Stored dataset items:
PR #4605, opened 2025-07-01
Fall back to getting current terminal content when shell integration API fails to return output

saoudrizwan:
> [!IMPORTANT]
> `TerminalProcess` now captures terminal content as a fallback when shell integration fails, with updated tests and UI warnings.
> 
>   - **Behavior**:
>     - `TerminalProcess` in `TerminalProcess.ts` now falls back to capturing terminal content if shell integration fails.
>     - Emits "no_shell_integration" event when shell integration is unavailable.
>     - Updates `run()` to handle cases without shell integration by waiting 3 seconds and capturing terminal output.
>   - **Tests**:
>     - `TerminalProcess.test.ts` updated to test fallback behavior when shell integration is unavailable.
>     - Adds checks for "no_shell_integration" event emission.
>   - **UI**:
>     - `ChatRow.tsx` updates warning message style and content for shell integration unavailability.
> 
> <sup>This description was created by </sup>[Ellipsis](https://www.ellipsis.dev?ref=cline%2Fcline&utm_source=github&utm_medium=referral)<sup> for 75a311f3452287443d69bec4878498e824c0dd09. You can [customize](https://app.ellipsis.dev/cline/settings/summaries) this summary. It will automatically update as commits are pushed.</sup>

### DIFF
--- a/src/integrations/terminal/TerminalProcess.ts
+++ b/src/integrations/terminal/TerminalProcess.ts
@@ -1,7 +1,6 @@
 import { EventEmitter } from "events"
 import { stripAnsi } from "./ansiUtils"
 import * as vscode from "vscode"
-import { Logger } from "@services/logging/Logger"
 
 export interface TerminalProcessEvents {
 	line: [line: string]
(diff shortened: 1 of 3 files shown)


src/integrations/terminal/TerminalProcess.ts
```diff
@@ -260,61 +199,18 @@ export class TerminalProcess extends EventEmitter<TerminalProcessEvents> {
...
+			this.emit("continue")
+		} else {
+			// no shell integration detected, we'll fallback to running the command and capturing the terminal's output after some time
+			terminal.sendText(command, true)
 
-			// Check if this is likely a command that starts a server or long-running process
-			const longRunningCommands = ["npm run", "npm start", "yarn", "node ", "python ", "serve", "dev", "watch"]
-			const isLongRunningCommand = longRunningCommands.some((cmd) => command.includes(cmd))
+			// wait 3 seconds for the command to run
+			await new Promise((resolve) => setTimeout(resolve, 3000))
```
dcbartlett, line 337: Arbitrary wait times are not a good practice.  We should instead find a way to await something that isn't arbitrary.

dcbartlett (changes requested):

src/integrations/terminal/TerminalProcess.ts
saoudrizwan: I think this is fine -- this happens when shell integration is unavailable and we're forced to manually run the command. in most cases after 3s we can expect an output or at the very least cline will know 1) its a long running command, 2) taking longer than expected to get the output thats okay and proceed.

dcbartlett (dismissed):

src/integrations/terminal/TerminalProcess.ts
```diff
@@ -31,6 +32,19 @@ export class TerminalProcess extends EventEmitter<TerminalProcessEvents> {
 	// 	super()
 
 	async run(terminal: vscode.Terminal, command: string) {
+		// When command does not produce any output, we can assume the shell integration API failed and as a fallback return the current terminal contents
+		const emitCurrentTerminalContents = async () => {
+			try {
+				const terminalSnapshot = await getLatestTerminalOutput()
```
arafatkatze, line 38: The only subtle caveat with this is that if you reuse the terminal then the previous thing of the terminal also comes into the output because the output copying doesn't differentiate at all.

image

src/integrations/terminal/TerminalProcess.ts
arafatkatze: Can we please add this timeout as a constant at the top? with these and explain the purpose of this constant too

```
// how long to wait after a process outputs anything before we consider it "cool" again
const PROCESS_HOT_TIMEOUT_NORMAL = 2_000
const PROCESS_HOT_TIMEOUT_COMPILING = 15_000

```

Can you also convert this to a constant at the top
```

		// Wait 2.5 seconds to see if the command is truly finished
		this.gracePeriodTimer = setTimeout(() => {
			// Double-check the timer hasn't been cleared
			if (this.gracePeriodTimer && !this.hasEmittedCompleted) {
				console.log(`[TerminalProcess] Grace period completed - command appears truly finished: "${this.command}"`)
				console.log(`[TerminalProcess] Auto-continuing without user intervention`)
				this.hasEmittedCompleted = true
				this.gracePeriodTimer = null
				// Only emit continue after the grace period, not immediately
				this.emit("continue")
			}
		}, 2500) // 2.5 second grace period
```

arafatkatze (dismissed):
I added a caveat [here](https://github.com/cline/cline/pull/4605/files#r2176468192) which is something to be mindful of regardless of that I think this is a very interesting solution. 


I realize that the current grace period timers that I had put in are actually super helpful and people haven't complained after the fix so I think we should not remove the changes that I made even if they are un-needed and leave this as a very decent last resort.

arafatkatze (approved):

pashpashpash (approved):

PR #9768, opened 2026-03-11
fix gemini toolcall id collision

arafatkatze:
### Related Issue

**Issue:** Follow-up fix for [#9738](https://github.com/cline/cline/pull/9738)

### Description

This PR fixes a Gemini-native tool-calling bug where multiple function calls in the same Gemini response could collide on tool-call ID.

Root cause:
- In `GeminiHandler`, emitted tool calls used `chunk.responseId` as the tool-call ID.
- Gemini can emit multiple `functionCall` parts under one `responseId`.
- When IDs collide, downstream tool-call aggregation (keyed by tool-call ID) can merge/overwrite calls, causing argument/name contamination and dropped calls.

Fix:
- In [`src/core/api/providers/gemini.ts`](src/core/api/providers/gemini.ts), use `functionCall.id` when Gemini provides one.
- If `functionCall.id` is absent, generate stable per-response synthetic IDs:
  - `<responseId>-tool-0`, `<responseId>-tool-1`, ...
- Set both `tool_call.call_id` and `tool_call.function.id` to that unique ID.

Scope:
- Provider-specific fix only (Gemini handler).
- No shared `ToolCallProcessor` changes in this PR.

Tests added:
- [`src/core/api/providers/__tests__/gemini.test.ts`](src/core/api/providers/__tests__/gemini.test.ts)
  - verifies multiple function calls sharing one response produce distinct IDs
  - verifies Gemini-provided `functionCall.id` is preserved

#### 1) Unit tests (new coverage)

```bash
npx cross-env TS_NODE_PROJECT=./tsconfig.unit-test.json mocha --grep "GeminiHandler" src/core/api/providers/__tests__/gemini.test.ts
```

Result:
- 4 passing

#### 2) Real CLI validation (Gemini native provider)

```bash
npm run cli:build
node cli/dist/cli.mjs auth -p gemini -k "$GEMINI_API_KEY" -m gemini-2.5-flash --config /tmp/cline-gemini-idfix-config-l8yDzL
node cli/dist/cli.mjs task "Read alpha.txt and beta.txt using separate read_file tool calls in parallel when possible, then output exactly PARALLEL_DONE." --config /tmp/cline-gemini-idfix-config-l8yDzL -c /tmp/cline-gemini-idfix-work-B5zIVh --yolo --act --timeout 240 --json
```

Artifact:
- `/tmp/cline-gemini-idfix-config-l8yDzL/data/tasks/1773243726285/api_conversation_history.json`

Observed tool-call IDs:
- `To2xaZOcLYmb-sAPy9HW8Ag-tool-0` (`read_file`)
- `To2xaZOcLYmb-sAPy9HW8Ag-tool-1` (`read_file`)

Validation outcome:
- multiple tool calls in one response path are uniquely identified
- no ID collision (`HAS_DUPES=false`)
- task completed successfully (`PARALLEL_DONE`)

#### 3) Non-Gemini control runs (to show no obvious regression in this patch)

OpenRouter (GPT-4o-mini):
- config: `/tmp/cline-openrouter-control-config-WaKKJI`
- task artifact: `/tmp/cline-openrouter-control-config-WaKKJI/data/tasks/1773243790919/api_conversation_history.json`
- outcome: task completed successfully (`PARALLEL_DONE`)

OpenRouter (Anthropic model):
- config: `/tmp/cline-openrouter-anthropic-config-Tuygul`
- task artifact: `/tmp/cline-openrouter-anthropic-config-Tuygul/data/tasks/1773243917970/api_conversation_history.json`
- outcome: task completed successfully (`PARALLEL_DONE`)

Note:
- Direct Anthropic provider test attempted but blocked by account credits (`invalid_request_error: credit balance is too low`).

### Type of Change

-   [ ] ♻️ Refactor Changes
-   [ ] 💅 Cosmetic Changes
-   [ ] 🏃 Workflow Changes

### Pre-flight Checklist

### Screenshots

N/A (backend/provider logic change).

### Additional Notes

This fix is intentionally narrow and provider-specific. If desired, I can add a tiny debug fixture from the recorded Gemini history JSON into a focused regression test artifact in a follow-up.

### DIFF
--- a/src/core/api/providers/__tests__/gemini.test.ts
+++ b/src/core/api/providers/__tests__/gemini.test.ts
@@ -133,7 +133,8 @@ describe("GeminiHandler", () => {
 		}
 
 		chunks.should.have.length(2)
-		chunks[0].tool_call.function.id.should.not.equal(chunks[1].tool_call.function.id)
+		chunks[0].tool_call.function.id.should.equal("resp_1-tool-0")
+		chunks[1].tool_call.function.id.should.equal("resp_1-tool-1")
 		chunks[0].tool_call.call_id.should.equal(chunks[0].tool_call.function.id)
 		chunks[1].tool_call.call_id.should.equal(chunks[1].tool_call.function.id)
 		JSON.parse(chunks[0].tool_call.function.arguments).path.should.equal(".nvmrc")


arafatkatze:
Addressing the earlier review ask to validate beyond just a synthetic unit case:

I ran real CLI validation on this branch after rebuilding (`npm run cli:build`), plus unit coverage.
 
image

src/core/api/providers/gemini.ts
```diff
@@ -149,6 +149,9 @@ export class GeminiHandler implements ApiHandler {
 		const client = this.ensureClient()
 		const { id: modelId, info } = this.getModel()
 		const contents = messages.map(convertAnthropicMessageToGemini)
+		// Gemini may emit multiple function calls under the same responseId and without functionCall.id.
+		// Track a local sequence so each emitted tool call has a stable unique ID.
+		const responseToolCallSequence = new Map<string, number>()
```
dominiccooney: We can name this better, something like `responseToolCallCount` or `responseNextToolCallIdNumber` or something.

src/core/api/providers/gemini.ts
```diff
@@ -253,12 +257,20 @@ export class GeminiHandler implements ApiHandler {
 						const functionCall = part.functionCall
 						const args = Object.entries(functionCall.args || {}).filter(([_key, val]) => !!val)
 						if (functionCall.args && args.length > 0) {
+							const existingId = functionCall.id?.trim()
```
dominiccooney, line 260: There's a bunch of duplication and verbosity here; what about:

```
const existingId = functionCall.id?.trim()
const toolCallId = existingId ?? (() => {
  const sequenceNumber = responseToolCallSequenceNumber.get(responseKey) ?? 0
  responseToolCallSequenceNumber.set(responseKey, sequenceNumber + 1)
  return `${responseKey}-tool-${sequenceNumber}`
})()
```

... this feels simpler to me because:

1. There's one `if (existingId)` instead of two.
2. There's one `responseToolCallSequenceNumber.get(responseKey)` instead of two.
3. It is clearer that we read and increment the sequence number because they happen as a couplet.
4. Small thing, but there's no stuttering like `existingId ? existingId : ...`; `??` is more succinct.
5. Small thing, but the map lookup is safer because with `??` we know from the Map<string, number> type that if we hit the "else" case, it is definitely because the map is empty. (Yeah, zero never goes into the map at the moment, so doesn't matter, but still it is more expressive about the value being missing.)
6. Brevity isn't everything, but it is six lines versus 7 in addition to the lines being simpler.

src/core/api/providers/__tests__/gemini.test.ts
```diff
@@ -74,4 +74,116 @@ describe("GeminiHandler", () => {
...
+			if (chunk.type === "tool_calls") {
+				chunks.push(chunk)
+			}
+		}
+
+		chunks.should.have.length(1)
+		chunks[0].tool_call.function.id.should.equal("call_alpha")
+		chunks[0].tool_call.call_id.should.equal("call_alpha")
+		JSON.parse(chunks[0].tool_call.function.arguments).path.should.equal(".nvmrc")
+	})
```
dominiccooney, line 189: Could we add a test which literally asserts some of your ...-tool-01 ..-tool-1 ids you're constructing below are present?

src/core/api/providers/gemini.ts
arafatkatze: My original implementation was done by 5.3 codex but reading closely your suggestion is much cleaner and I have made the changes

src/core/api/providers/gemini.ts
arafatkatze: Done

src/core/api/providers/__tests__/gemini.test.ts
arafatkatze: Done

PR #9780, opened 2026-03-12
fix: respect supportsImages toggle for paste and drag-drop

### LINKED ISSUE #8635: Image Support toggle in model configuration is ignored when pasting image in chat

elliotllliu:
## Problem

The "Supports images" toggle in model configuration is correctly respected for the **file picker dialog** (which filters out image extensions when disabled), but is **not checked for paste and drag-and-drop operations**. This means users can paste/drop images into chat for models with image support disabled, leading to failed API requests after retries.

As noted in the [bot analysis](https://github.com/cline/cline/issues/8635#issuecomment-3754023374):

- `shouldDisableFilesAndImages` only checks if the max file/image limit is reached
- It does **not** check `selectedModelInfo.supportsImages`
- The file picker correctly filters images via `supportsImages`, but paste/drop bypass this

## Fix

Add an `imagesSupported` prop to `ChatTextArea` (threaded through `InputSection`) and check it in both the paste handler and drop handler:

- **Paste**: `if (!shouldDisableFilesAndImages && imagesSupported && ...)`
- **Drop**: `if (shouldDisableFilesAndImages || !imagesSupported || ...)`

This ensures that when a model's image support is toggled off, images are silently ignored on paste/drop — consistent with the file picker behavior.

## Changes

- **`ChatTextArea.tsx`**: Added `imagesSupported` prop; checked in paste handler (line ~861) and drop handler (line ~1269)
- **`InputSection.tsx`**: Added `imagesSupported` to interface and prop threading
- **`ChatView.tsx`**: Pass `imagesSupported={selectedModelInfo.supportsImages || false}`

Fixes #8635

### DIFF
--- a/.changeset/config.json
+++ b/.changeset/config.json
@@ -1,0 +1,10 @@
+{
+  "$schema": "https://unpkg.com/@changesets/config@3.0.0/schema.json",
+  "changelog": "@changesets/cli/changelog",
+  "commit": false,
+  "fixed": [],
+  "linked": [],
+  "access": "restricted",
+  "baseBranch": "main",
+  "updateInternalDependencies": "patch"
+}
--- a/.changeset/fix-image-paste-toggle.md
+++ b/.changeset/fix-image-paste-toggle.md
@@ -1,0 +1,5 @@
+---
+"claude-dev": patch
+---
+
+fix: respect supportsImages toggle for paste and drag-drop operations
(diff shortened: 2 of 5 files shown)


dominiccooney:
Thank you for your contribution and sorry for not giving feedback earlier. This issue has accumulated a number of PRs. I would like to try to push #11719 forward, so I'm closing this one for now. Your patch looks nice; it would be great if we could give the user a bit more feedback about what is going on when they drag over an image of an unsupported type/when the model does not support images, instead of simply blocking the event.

§ Task objective: State the number of lines in these entries that include the string "WaKKJI". Provide nothing beyond that number.

§ Response area: 2